#### MATERIAL TO PROCESS

===============

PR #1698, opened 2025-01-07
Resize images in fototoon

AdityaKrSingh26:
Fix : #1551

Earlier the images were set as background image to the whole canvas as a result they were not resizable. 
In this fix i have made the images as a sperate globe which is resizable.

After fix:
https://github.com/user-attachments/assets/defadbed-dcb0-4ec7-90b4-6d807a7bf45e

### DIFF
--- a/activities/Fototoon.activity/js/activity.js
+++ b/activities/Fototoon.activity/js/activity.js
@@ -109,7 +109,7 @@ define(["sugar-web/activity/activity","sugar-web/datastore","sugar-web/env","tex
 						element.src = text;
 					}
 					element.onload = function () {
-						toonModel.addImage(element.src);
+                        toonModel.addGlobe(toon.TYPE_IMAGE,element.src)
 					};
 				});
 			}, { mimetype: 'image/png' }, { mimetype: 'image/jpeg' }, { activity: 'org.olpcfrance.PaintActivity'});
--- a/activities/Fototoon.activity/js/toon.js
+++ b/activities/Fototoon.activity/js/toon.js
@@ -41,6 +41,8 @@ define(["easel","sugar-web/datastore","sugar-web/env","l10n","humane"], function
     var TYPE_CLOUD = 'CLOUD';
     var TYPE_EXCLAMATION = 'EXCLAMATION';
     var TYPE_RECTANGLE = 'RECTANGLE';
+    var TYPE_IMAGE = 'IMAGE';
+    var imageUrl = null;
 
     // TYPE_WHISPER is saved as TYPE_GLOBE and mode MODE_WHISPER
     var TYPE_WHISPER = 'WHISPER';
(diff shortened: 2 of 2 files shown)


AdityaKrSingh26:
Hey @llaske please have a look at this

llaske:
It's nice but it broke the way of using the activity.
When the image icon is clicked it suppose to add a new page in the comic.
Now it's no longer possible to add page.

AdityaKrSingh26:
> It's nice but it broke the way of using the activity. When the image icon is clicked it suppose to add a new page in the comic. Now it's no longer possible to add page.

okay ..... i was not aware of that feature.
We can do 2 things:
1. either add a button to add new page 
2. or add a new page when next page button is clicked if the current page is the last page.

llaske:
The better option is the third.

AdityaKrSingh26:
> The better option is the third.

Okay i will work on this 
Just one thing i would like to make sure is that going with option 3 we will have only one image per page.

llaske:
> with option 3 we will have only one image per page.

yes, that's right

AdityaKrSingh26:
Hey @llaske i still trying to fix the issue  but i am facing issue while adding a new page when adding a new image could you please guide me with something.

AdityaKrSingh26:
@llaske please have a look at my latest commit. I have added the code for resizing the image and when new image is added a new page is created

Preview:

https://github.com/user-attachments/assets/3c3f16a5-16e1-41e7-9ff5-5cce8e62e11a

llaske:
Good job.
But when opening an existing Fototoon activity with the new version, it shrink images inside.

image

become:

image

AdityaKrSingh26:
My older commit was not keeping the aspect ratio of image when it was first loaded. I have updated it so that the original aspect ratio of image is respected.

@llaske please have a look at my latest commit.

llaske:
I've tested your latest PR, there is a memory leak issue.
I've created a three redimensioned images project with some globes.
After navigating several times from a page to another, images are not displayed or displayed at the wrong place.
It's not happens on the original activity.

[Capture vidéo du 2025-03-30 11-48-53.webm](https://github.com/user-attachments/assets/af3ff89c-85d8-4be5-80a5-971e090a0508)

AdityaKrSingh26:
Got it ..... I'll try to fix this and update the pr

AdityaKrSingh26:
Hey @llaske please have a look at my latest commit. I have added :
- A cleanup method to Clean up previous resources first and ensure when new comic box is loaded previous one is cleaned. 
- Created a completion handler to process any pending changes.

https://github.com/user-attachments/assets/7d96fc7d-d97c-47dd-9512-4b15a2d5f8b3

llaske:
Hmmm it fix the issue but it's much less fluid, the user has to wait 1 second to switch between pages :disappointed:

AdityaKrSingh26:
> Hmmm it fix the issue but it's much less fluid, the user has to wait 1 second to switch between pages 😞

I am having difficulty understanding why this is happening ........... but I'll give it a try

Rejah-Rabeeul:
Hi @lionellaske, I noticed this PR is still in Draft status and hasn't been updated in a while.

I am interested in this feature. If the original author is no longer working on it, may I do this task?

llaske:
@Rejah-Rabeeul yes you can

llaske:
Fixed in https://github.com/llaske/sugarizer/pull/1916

===============

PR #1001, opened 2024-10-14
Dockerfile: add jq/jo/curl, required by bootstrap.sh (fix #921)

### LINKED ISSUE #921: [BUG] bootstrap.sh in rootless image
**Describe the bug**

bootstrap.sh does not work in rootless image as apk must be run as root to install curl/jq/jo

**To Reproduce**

===============

Search the records above for the string "clicked" and copy each line that holds it.

When the image icon is clicked it suppose to add a new page in the comic.
> It's nice but it broke the way of using the activity. When the image icon is clicked it suppose to add a new page in the comic. Now it's no longer possible to add page.
2. or add a new page when next page button is clicked if the current page is the last page.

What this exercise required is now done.